Lines below starting with the line with "2. Callers of" and going on through the line with "to prevent garbage." must be output exactly; the rest of the records must be left out.

*** Opening Provided data ***

PR #1228, opened 2026-07-06
Add algorithm and benchmark for filtered range search

### LINKED ISSUE #1179: Support filtered range search

magdalendobson:
This PR adds an algorithm for filtered range search to the DiskANN repository. Details of the algorithm, along with the experiments supporting it, are at [this Wiki page](https://github.com/microsoft/DiskANN/wiki/Filtered-Range-Search-in-DiskANN).

This PR:
1. Adds the new algorithm to `diskann`, along with integration tests.
2. Adds the new algorithm as an option in `diskann-benchmark`, along with an integration test.
3. Adds filtered range groundtruth files in `test_data`.  

Some enhancements/fixes to range search along the way:
1. Added range groundtruth in `test_data` for yfcc.
2. Fixed a bug where range search was not always honoring the maximum number of returned results.
3. Added integration tests for range search making sure a set maximum number of results is actually respected.


diskann/src/graph/search/filtered_range_search.rs
```diff
@@ -0,0 +1,490 @@
...
+            });
+
+            let result_count = processor
+                .post_process(
+                    &mut accessor,
+                    query,
+                    all_matched.iter().copied(),
+                    &mut filtered,
+                )
+                .await
```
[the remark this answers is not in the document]
magdalendobson: Good suggestion

diskann/src/graph/test/cases/range_search.rs
```diff
@@ -28,11 +28,41 @@ use crate::{
     },
 };
 
+#[derive(Debug, Clone, serde::Serialize, serde::Deserialize)]
+pub(super) struct RangeSearchBaseline {
+    pub(super) grid_size: usize,
```
hildebrandmw, line 39: Request: can you add a "description" field to describe what's being tests and what the expected results are? Something like [this](https://github.com/microsoft/DiskANN/blob/053830b75234866d63b95f154791f6f100f58293/diskann/src/graph/test/cases/grid_search.rs#L110-L116).

We want to help future developers a little.

diskann/src/graph/search/range_search.rs
```diff
@@ -212,6 +212,7 @@ where
 
             let stats = if scratch.in_range.len()
                 >= ((self.starting_l() as f32) * self.initial_slack()) as usize
+                && scratch.in_range.len() < self.max_returned().unwrap_or(usize::MAX)
```
hildebrandmw: Can this bug fix be split out into its own little PR?

diskann/src/graph/search/filtered_range_search.rs
```diff
@@ -0,0 +1,491 @@
...
+                .best
+                .iter()
+                .take(self.starting_l())
+                .chain(matched_results.iter().copied())
+            {
+                if neighbor.distance <= self.radius() * self.range_slack() {
+                    merged
+                        .entry(neighbor.id)
+                        .and_modify(|best: &mut Neighbor<_>| {
+                            if neighbor.distance < best.distance {
```
hildebrandmw: What's happening here? Why are we expecting repeats for IDs and why is picking the best the right choice?

diskann/src/graph/search/filtered_range_search.rs
```diff
@@ -0,0 +1,491 @@
...
+                        })
+                        .or_insert(neighbor);
+                }
+            }
+
+            let mut in_range: Vec<_> = merged.into_values().collect();
+            in_range.sort_unstable_by(|left, right| {
+                left.distance
+                    .total_cmp(&right.distance)
+                    .then_with(|| left.id.cmp(&right.id))
```
hildebrandmw: Don't `Neighbor`s already sort themselves?

diskann-benchmark-core/src/search/graph/filtered_range.rs
```diff
@@ -0,0 +1,216 @@
...
+            setup: run.setup().clone(),
+            parameters: *run.parameters(),
+            end_to_end_latencies: results.iter().map(|r| r.end_to_end_latency()).collect(),
+            mean_latencies,
+            p90_latencies,
+            p99_latencies,
+            average_precision,
+        })
+    }
+}
```
hildebrandmw, line 215: Please add tests like all the other entries in `search/graph/`

diskann-benchmark/src/index/benchmarks.rs
```diff
@@ -571,7 +575,84 @@ where
...
+
+        let filtered_range = benchmark_core::search::graph::filtered_range::FilteredRange::new(
+            index,
+            queries,
+            benchmark_core::search::graph::Strategy::broadcast(strategy.inner()),
+            labels,
+        )?;
+
+        let result = search::range::run(&filtered_range, &groundtruth, steps, |range_search| {
+            diskann::graph::search::FilteredRange::with_options(
```
hildebrandmw: This giant wall is of constructors is repeated multiple times. Please rework it into a better abstraction.

diskann/src/graph/search/filtered_range_search.rs
```diff
@@ -0,0 +1,491 @@
...
+        }
+    }
+}
+
+/// A [`SearchOutputBuffer`] wrapper that filters results by distance before
+/// forwarding them to an inner buffer.
+struct DistanceFiltered<'a, F, B: ?Sized> {
+    predicate: F,
+    inner: &'a mut B,
+}
```
hildebrandmw: Is this copied verbatim from `range_search.rs`? Why is that?

diskann/src/graph/search/filtered_range_search.rs
```diff
@@ -0,0 +1,491 @@
+/*
+ * Copyright (c) Microsoft Corporation.
+ * Licensed under the MIT license.
+ */
+
+//! Range-based search within a distance radius.
```
hildebrandmw: Copy+paste error?

diskann/src/graph/search/filtered_range_search.rs
```diff
@@ -0,0 +1,498 @@
...
+                    matched_from_first_round.push(neighbor);
+                }
+            }
+
+            // clear the visited set and repopulate it with all in-range points found so far, filtered and unfiltered
+            scratch.visited.clear();
+            for neighbor in in_range.iter() {
+                scratch.visited.insert(neighbor.id);
+            }
+            scratch.in_range = in_range;
```
hildebrandmw: I feel like we really need to stop messing with the internals of `scratch` like this and actually develop a proper API.

diskann/src/graph/search/filtered_range_search.rs
```diff
@@ -0,0 +1,498 @@
...
+
+impl FilteredRange {
+    /// Create range search with default slack values.
+    pub fn new(starting_l: usize, radius: f32) -> Result<Self, RangeSearchError> {
+        let range_params = Range::with_options(None, starting_l, None, radius, None, 1.0, 1.0)?;
+        Ok(Self { range_params })
+    }
+
+    /// Create range search with full options.
+    #[allow(clippy::too_many_arguments)]
```
hildebrandmw: We should probably listen to clippy here. This is a *lot* of arguments, and while it mirrors `Range` - I don't think that's sufficient justification. There are several problems:

1. There's no real documentation about *how* these are expected to affect the algorithm.
2. Callers of `FilteredRange::with_options` just have a sea of values, which can be difficult to remember.
3. Any changes to the parameters requires a breaking change for all callers.

It would be way better to use a [builder](https://github.com/microsoft/DiskANN/blob/a37302639e9828c25878d8e1752296543df8c8e6/diskann/src/graph/config/mod.rs#L576-L592) interface for these. As a side-benefit, the same builder could be used for both `Range` and `FilteredRange`.

diskann/src/graph/search/filtered_range_search.rs
```diff
@@ -0,0 +1,498 @@
...
+        context: &'a DP::Context,
+        query: T,
+        output: &mut OB,
+    ) -> impl SendFuture<ANNResult<Self::Output>>
+    where
+        O: Send,
+        PP: glue::SearchPostProcess<S::SearchAccessor, T, O> + Send + Sync,
+        OB: SearchOutputBuffer<O> + Send + ?Sized,
+    {
+        async move {
```
hildebrandmw, line 133: This and `filtered_range_search_internal` need at least one clean up pass, if not more. The intermediate storage states are messy and often redundant.

Several things I notices:
* The computation `self.range() * self.range_slack()` happens often, especially within loops. Should this not be a pre-computed value?
* We may be able to skip `merged` entirely with a  vec + sort + dedup
* I don't know what's happening with `scratch.in_range`. It's overwritten in `scratch` simply to pass it as an argument to `filtered_range_search_internal` (this could be completely avoided and likely save an allocation). Further, it is **mutated** in `filtered_range_search_internal` but that mutation is never observed. So why is it being pushed to?
* The initialization of `scratch.range_frontier` is sketchy - it's really relying on the pooled variable being cleared properly to prevent garbage.
* Many repetitions of the pattern `self.max_returned().unwrap_or(usize::MAX)`, which presumably is related to the bug fix in `range_search`. Perhaps this should be a dedicated helper or done just once?

Basically, there are a lot of little things and implicit coupling that could do with a solid scrutinization. Much of this is inherited from range search, but many of my complaints also hold for range search; newer code should be held to a higher standard.

diskann/src/graph/glue.rs
```diff
@@ -314,7 +314,7 @@ impl<T> Reject<T> {
 /// Filter decision for [`FilteredAccessor`].
 ///
 /// Both variants carry the item `T` since rejected items are useful for graph navigation.
-#[derive(Debug, Clone, Copy)]
+#[derive(Debug, Clone, Copy, PartialEq, Eq)]
```
hildebrandmw: Why are `PartialEq` and `Eq` needed? The code compiles fine without them.

diskann/src/graph/test/cases/filtered_range_search.rs
```diff
@@ -0,0 +1,505 @@
...
+    let filter = AlwaysTrueFilter;
+
+    let filtered_range =
+        FilteredRange::with_options(None, starting_l, None, radius, Some(inner_radius), 1.0, 1.0)
+            .unwrap();
+
+    let (filtered_stats, filtered_results) =
+        run_filtered_range_search(&index, query.as_slice(), filtered_range, &filter);
+
+    let baseline = RangeSearchBaseline {
```
hildebrandmw: There's probably a better way to construct these baselines. A constructor taking the stats object and the `Range` could automatically fill in a lot of the fields (and we could capture *all* the fields of `Range~ rather then just like 3).

diskann-benchmark/src/index/search/range.rs
```diff
@@ -30,21 +31,26 @@ impl<'a> RangeSearchSteps<'a> {
...
-        parameters: Vec<Run>,
+        parameters: Vec<core_search::Run<Self::Parameters>>,
         groundtruth: &dyn benchmark_core::recall::Rows<I>,
     ) -> anyhow::Result<Vec<RangeSearchResults>>;
 }
 
-pub(crate) fn run<I>(
-    runner: &dyn Range<I>,
+pub(crate) fn run<I, R, F>(
+    runner: &R,
```
hildebrandmw: Why did this change from a `&dyn Range` to a true generic? The former is quite important to keep compile times down.

Presumably it's because there's a different in the parameters being passed. Please find an alternate solution that isn't as regressive on compile times.

hildebrandmw (changes requested):
Thanks Magdalen. I've left a number of comments throughout the PR, but they all fall into a few general themes.

* This PR duplicates a lot of logic when that duplication should be abstracted instead. The worst offender is probably `DistanceFiltered`.
* We need to move away from messing around with the internal of scratch space (`in_range`, `range_frontier`, `visited` etc) - that can quickly become very brittle.
* The logic in the filtered search implementation can be tightened.
* We should start tagging baselines with more verbose descriptions of *what* the test is covering and what the corner cases being exercised are.
* Please keep to high level trait objects in `diskann-benchmark` instead of generics. The former is significantly better for compile times.

In addition, is the intention of this algorithm for research, or is there a production ask for it? I ask because maintaining such algorithms/code is not free. If this is meant for research, please put it behind an `experimental` feature flag to avoid committing us to it long term.

diskann/src/graph/search/range_search.rs
magdalendobson: Done, I split this and the new tests out to #1253

diskann/src/graph/test/cases/range_search.rs
magdalendobson: Done

diskann/src/graph/search/filtered_range_search.rs
magdalendobson: Overwriting the distance was an error and I've gotten rid of it now. We are expecting repeats because we are merging the best elements found so far with all the filter-satisfying elements found so far, which might have overlap.

diskann/src/graph/search/filtered_range_search.rs
magdalendobson: No, because `scratch.best` is merged with the predicate-satisfying points, which are not in sorted order.

diskann/src/graph/search/filtered_range_search.rs
magdalendobson: Thanks, I believe I have fixed most of these now. I have:
- Removed computation `self.range() * self.range_slack()` in several places. In some cases it was being used mistakenly, because we don't test for `range_slack > 1.0` sufficiently (at all). I will follow up with another PR with tests for this value.
- We now use a vec + sort + dedup to gather all points within the radius
- I got rid of use of `scratch.in_range` and now directly modify only `scratch.visited` and `scratch.range_frontier`, which I now properly clear and then initialize
- pattern `self.max_returned().unwrap_or(usize::MAX)` is now called just twice, once in each search function

diskann/src/graph/glue.rs
magdalendobson: I think this was leftover from an intermediate state. Removed now.

diskann-benchmark-core/src/search/graph/filtered_range.rs
magdalendobson: Yes, done

diskann/src/graph/search/filtered_range_search.rs
magdalendobson: ty

diskann/src/graph/search/filtered_range_search.rs
magdalendobson: Because I'm silly

diskann/src/graph/search/filtered_range_search.rs
magdalendobson: When you're back let's discuss overhauling the use of scratch members in all kinds of range search

diskann/src/graph/search/filtered_range_search.rs
magdalendobson: Thanks, I set up a builder

diskann/src/graph/test/cases/filtered_range_search.rs
magdalendobson: Thanks for the suggestion, I added a constructor

diskann-benchmark/src/index/search/range.rs
magdalendobson: I found an alternative way to do this, so the generic isn't used anymore

diskann-benchmark/src/index/benchmarks.rs
magdalendobson: This was cleaned up when I made other changes

diskann/src/graph/test/cases/range_search.rs
```diff
@@ -113,6 +151,10 @@ fn assert_range_invariants(results: &[Neighbor<u32>], radius: f32, inner_radius:
 
 #[test]
 fn basic_range_search() {
+    let description = "Basic range search test to validate that the range /
+     search returns results within the specified radius and that there are /
+     no duplicate results.";
```
hildebrandmw, line 160: Wrong slash type. I think you want a backslash `\`.

diskann/src/graph/test/cases/range_search.rs
```diff
@@ -205,6 +254,10 @@ fn inner_radius_filtering() {
 
 #[test]
 fn two_round_search() {
+    let description = "Two round search test to validate that a /
+    low starting L with a large radius triggers a second round /
+    of range search.";
```
hildebrandmw, line 265: Use backslash `\`?

diskann/src/graph/search/range_search.rs
```diff
@@ -276,13 +347,13 @@ where
 
 /// A [`SearchOutputBuffer`] wrapper that filters results by distance before
 /// forwarding them to an inner buffer.
-struct DistanceFiltered<'a, F, B: ?Sized> {
+pub(crate) struct DistanceFiltered<'a, F, B: ?Sized> {
```
hildebrandmw: `pub(super)` is probably sufficient.

diskann/src/graph/search/range_search.rs
```diff
@@ -407,14 +521,23 @@ mod tests {
         assert!(Range::new(0, 0.5).is_err());
 
         // Invalid slack values
-        assert!(Range::with_options(None, 100, None, 0.5, None, 1.5, 1.0).is_err());
-        assert!(Range::with_options(None, 100, None, 0.5, None, 1.0, 0.5).is_err());
+        assert!(Range::builder(100, 0.5).initial_slack(1.5).build().is_err());
```
hildebrandmw, line 533: No action needed, just wanted to say I love this so much more.

diskann/src/graph/search/inline_filter_search.rs
```diff
@@ -159,16 +159,16 @@ where
 }
 
 #[derive(Debug)]
-struct Ret<I>
+pub(crate) struct Ret<I>
```
hildebrandmw, line 157: As mentioned elsewhere, `pub(super)` is sufficient.

diskann/src/graph/search/filtered_range_search.rs
```diff
@@ -0,0 +1,358 @@
...
+        index::{DiskANNIndex, InternalSearchStats, SearchStats},
+        search::inline_filter_search::{Ret, inline_filter_search_internal},
+        search::{Range, RangeSearchError, range_search::RangeBuilder, record::NoopSearchRecord},
+        search_output_buffer::SearchOutputBuffer,
+    },
+    neighbor::Neighbor,
+    provider::DataProvider,
+};
+
+use super::range_search::DistanceFiltered;
```
hildebrandmw: Nit: the imports here are kind of all over the place: two `use super`, and the `use crate` has imports at the same hierarchy as `super`. Recommend just consolidating to a single `use crate`.

diskann/src/graph/search/filtered_range_search.rs
```diff
@@ -0,0 +1,358 @@
...
+    }
+}
+
+impl RangeBuilder {
+    /// Build validated [`FilteredRange`] parameters.
+    pub fn build_filtered(self) -> Result<FilteredRange, RangeSearchError> {
+        let range_params = self.build()?;
+        Ok(FilteredRange { range_params })
+    }
+}
```
hildebrandmw, line 109: Please move this to where `RangeBuilder` is defined. Scattered `impl` blocks should usually be avoided.

diskann/src/graph/search/filtered_range_search.rs
```diff
@@ -0,0 +1,358 @@
...
+                .take(self.starting_l())
+                .chain(matched_results.iter().copied())
+                .filter(|neighbor| neighbor.distance <= self.radius())
+                .collect();
+
+            in_range.sort_unstable_by(|left, right| {
+                left.id
+                    .cmp(&right.id)
+                    .then_with(|| left.distance.total_cmp(&right.distance))
+            });
```
hildebrandmw: I think it's probably fine to assume that if there are duplicates that they will retain the same `(id, distance)` pair (we can throw in a debug assert) as we no longer allow tweaking of distances that the old `QueryLabelProvider` allowed and the user returning an ID multiple times in `expand_beam_filtered` would be a contract violation. With that in mind a total order by distance then ID should be sufficient, requiring only a single sort then dedup.

In any case, the code below is already relying on this assumption since `matched_within_radius` is only constructed from `matched_results`. If `best` ever diverged somehow, this could cause issues.

diskann/src/graph/search/filtered_range_search.rs
```diff
@@ -0,0 +1,358 @@
...
+                    matched_within_radius.push(neighbor);
+                }
+            }
+
+            // clear the visited set and repopulate it with all in-range points found so far, filtered and unfiltered
+            scratch.visited.clear();
+            scratch.range_frontier.clear();
+            for neighbor in in_range.iter() {
+                scratch.visited.insert(neighbor.id);
+                scratch.range_frontier.push_back(neighbor.id);
```
hildebrandmw: Small optimization: using [`Extend`](https://doc.rust-lang.org/std/iter/trait.Extend.html) for the re-population is probably a little more efficient.

diskann/src/graph/search/filtered_range_search.rs
```diff
@@ -0,0 +1,358 @@
...
+            let inner_radius = self.inner_radius();
+
+            let mut filtered = DistanceFiltered::new(output, |dist| {
+                if let Some(ir) = inner_radius
+                    && dist <= ir
+                {
+                    return false;
+                }
+                dist <= radius
+            });
```
hildebrandmw, line 231: Question: should we be early filtering by inner radius in addition to the outer radius - especially when computing the number of matched results at various intermediate steps? I ask because it's possible if there are a lot of results less than the inner radius, `max_returned` can trigger but this final filtering step would remove everything.

Another benefit of doing early inner-radius filtering would be that we could potentially avoid `DistanceFiltered` entirely since `MatchedResults` would already be correctly constrained.

If we're going down that route, I'd suggest using a small helper struct to make it happen automatically:
```rust
struct InRange<I> {
    candidates: Neighbor<I>,
    lower: Option<f32>,
    upper: f32,
}

impl<I> InRange<I> {
    fn push(&mut self, n: Neighbor<I>) {
        if n.distance <= self.distance 
            && let Some(lower) = self.lower
            && n.distance >= self.lower {
            self.candidates.push(n);
        }
    }
}
```

diskann-benchmark-core/src/search/graph/filtered_range.rs
```diff
@@ -0,0 +1,379 @@
...
+        parameters: &Self::Parameters,
+        buffer: &mut O,
+        index: usize,
+    ) -> ANNResult<Self::Output>
+    where
+        O: graph::SearchOutputBuffer<DP::ExternalId> + Send,
+    {
+        let context = DP::Context::default();
+        let filtered_range_search =
+            graph::search::FilteredRange::builder(parameters.starting_l(), parameters.radius())
```
hildebrandmw: I see what's happening here: we want to keep the parameters the same to manage monomorphization in `diskann-benchmark`. But, it might be better to define a conversion from `Range` to `FilteredRange` rather than going back through the builder (which runs the risk of going stale). I'm not sure what the implications are, though, if we ever decide that `FilteredRange` needs to have additional parameters, but I guess we'll cross that bridge when we come to it.

diskann-benchmark/src/index/inmem/spherical.rs
```diff
@@ -428,6 +431,63 @@ mod imp {
...
+
+            let bit_maps = generate_bitmaps(
+                &filtered_range.query_predicates,
+                &filtered_range.data_labels,
+            )?;
+
+            let labels: Arc<[_]> = bit_maps
+                .into_iter()
+                .map(utils::filters::as_query_label_provider)
+                .collect();
```
hildebrandmw, line 471: We should really be thinking of factoring these patterns out. I don't think there's anything actionable for *this* PR, but it's starting to become a problem.

hildebrandmw (commented):
Thanks Magdalen, appreciate the work on this iteration!

diskann-benchmark/src/index/inmem/spherical.rs
magdalendobson: Marking resolved

diskann-benchmark-core/src/search/graph/filtered_range.rs
magdalendobson: Defined a conversion

diskann/src/graph/search/filtered_range_search.rs
magdalendobson: Yeah, this is a good point. This is kind of the result of me just putting all these parameters in when requested externally without deeply considering them in the design. Let's do a follow-up that addresses this plus the extra members of `scratch` in both filtered range and regular range to minimize the footprint of this PR.

diskann/src/graph/search/filtered_range_search.rs
magdalendobson: Done

diskann/src/graph/search/filtered_range_search.rs
magdalendobson: Sounds good, I refactored to reflect the assumption.

diskann/src/graph/search/inline_filter_search.rs
magdalendobson: Done

diskann/src/graph/search/filtered_range_search.rs
magdalendobson: You're right, fixed now

diskann/src/graph/search/filtered_range_search.rs
magdalendobson: Done

diskann/src/graph/test/cases/range_search.rs
magdalendobson: Done

diskann/src/graph/test/cases/range_search.rs
magdalendobson: Done

diskann/src/graph/search/filtered_range_search.rs
```diff
@@ -0,0 +1,356 @@
...
+        async move {
+            let mut accessor = strategy
+                .search_accessor(&index.data_provider, context, query)
+                .into_ann_result()?;
+            let num_start_ids = accessor.num_starting_points().await?;
+            let mut scratch = index.search_scratch(self.starting_l(), num_start_ids);
+
+            // Perform an initial inline filtered search, store both filtered and unfiltered results
+
+            let search_knn = Knn::new(self.starting_l(), self.beam_width())?;
```
magdalendobson: Add conversion from range_params to Knn?

diskann/src/graph/search/filtered_range_search.rs
```diff
@@ -0,0 +1,490 @@
...
+                let mut all_matched = matched_from_first_round;
+                let mut matched_from_second_round = matched_from_second_round;
+                all_matched.append(&mut matched_from_second_round);
+
+                (
+                    InternalSearchStats {
+                        cmps,
+                        hops: hops + range_stats.hops,
+                        range_search_second_round: true,
+                    },
```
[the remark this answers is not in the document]
magdalendobson: Good suggestion

diskann/src/graph/search/range_search.rs
```diff
@@ -50,9 +53,9 @@ pub struct Range {
     /// Maximum results to return (None = unlimited).
     max_returned: Option<usize>,
     /// Initial search list size.
-    starting_l: usize,
-    /// Optional beam width.
-    beam_width: Option<usize>,
+    starting_l: NonZeroUsize,
+    /// Beam width.
+    beam_width: NonZeroUsize,
```
hildebrandmw, line 58: One thing for the larger range search cleanup: it would be nice to have a central summary of what all these parameters are expected to do algorithmically.

diskann/src/graph/test/cases/filtered_range_search.rs
```diff
@@ -0,0 +1,439 @@
...
+///////////////////////////////////////////////////////
+// Tests with an always-true filter that validate    //
+// that filtered range search gives correct answers  //
+// and respects parameters such as inner_radius and  //
+// max_results. Note that identical behavior to the  //
+// unfiltered range search is NOT expected even when //
+// using an always-true filter, because the filtered //
+// initial search returns every predicate-satisfying //
+// point it finds as opposed to only those in        //
+// `scratch.best`.                                   //
```
hildebrandmw: Please avoid referring to specific variable names when describing behavior. If the variable name changes, this will go out of date.

diskann/src/graph/test/cases/filtered_range_search.rs
```diff
@@ -0,0 +1,439 @@
...
+    assert_range_invariants(&filtered_results, radius, None);
+    assert_no_duplicates(&filtered_results);
+}
+
+#[test]
+fn max_results_respected_and_second_round_triggered() {
+    let description = "Test of `max_results` that sets `initial_l_search` \
+     below `max_results` so that a second round of search is triggered. Note that \
+     the result set size is expected to be below `max_results` due to filtering \
+     out start points during `post_process`.";
```
hildebrandmw, line 306: Should we increase the internal `max_results` in case start points are filtered?

diskann/src/graph/test/cases/range_search.rs
```diff
@@ -28,11 +29,71 @@ use crate::{
     },
 };
 
+#[derive(Debug, Clone, serde::Serialize, serde::Deserialize)]
+pub(super) struct RangeSearchBaseline {
+    /// A description of what to expect, what trends to observe, and anything else
+    /// a reviewer may need to either understand why this test is checked in or to validate
+    /// any changes that occur in the checked-in file.
+    pub(super) description: String,
+    pub(super) grid_size: usize,
```
hildebrandmw, line 39: Can we include `grid_dim` as well?

diskann/src/graph/search/filtered_range_search.rs
```diff
@@ -0,0 +1,362 @@
...
+                    &self,
+                    &mut accessor,
+                    &mut scratch,
+                    &mut matched_within_radius,
+                )
+                .await?;
+
+                InternalSearchStats {
+                    cmps: cmps + range_stats.cmps,
+                    hops: hops + range_stats.hops,
```
hildebrandmw: Is there some double counting? As far as I can tell, there is no reset of the variables in scratch, so they contain history from the first call to `inline_filter_search_internal`.

hildebrandmw (commented):
Thanks Magdalen, just a few small comments. After this PR lands, need a serious garbage collection pass on algorithm implementations. The sharing of scratch space and general code organization has reached a point where we need to reevaluate the design. This reevaluation is not actionable for this PR.

diskann/src/graph/search/knn_search.rs
```diff
@@ -110,6 +110,13 @@ impl Knn {
     pub fn beam_width(&self) -> NonZeroUsize {
         self.beam_width
     }
+
+    pub(crate) fn new_unchecked(l_value: NonZeroUsize, beam_width: NonZeroUsize) -> Self {
```
metajack: This name smells wrong. `unchecked` usually implies that it is also unsafe, in that some assumption is unchecked, usually for performance reasons. I cannot find a method with `unchecked` in the name that isn't unsafe in the standard library.

Two suggestions:
1. Use `new_infallible()` instead (or something similar)
2. Rename `new()` to `try_new()` and make this constructor `new()`. `try_new()` appears common in the standard library, although the corresponding `new()` is not always infallible.

diskann-benchmark-core/src/search/graph/filtered_range.rs
```diff
@@ -0,0 +1,371 @@
...
+    type Id = DP::ExternalId;
+    type Parameters = graph::search::FilteredRange;
+    type Output = Metrics;
+
+    fn num_queries(&self) -> usize {
+        self.queries.nrows()
+    }
+
+    fn id_count(&self, parameters: &Self::Parameters) -> search::IdCount {
+        search::IdCount::Dynamic(NonZeroUsize::new(parameters.starting_l().into()))
```
metajack, line 109: Should this not be the k value instead of Lsearch?

metajack (approved):

diskann/src/graph/test/cases/filtered_range_search.rs
magdalendobson: Yeah, I suppose we could increase it by the number of start points during search, and then truncate to the "real" value at the end of the calculation. Since that would need to be done for range and filtered range, I'll defer to the follow-up if that's okay with you.

diskann-benchmark-core/src/search/graph/filtered_range.rs
magdalendobson: There is no `k_value` for range search since there's no requested k.

diskann/src/graph/search/range_search.rs
magdalendobson: Noted, marking resolved

diskann/src/graph/test/cases/range_search.rs
magdalendobson: Yep, done

diskann/src/graph/search/filtered_range_search.rs
magdalendobson: You're right, fixed

diskann/src/graph/test/cases/filtered_range_search.rs
magdalendobson: Done

diskann/src/graph/search/knn_search.rs
magdalendobson: Changed to `new_infallible`

hildebrandmw (approved):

*** Closing Provided data ***

▸ Exercise result:
2. Callers of `FilteredRange::with_options` just have a sea of values, which can be difficult to remember.
3. Any changes to the parameters requires a breaking change for all callers.

It would be way better to use a [builder](https://github.com/microsoft/DiskANN/blob/a37302639e9828c25878d8e1752296543df8c8e6/diskann/src/graph/config/mod.rs#L576-L592) interface for these. As a side-benefit, the same builder could be used for both `Range` and `FilteredRange`.

diskann/src/graph/search/filtered_range_search.rs
```diff
@@ -0,0 +1,498 @@
...
+        context: &'a DP::Context,
+        query: T,
+        output: &mut OB,
+    ) -> impl SendFuture<ANNResult<Self::Output>>
+    where
+        O: Send,
+        PP: glue::SearchPostProcess<S::SearchAccessor, T, O> + Send + Sync,
+        OB: SearchOutputBuffer<O> + Send + ?Sized,
+    {
+        async move {
```
hildebrandmw, line 133: This and `filtered_range_search_internal` need at least one clean up pass, if not more. The intermediate storage states are messy and often redundant.

Several things I notices:
* The computation `self.range() * self.range_slack()` happens often, especially within loops. Should this not be a pre-computed value?
* We may be able to skip `merged` entirely with a  vec + sort + dedup
* I don't know what's happening with `scratch.in_range`. It's overwritten in `scratch` simply to pass it as an argument to `filtered_range_search_internal` (this could be completely avoided and likely save an allocation). Further, it is **mutated** in `filtered_range_search_internal` but that mutation is never observed. So why is it being pushed to?
* The initialization of `scratch.range_frontier` is sketchy - it's really relying on the pooled variable being cleared properly to prevent garbage.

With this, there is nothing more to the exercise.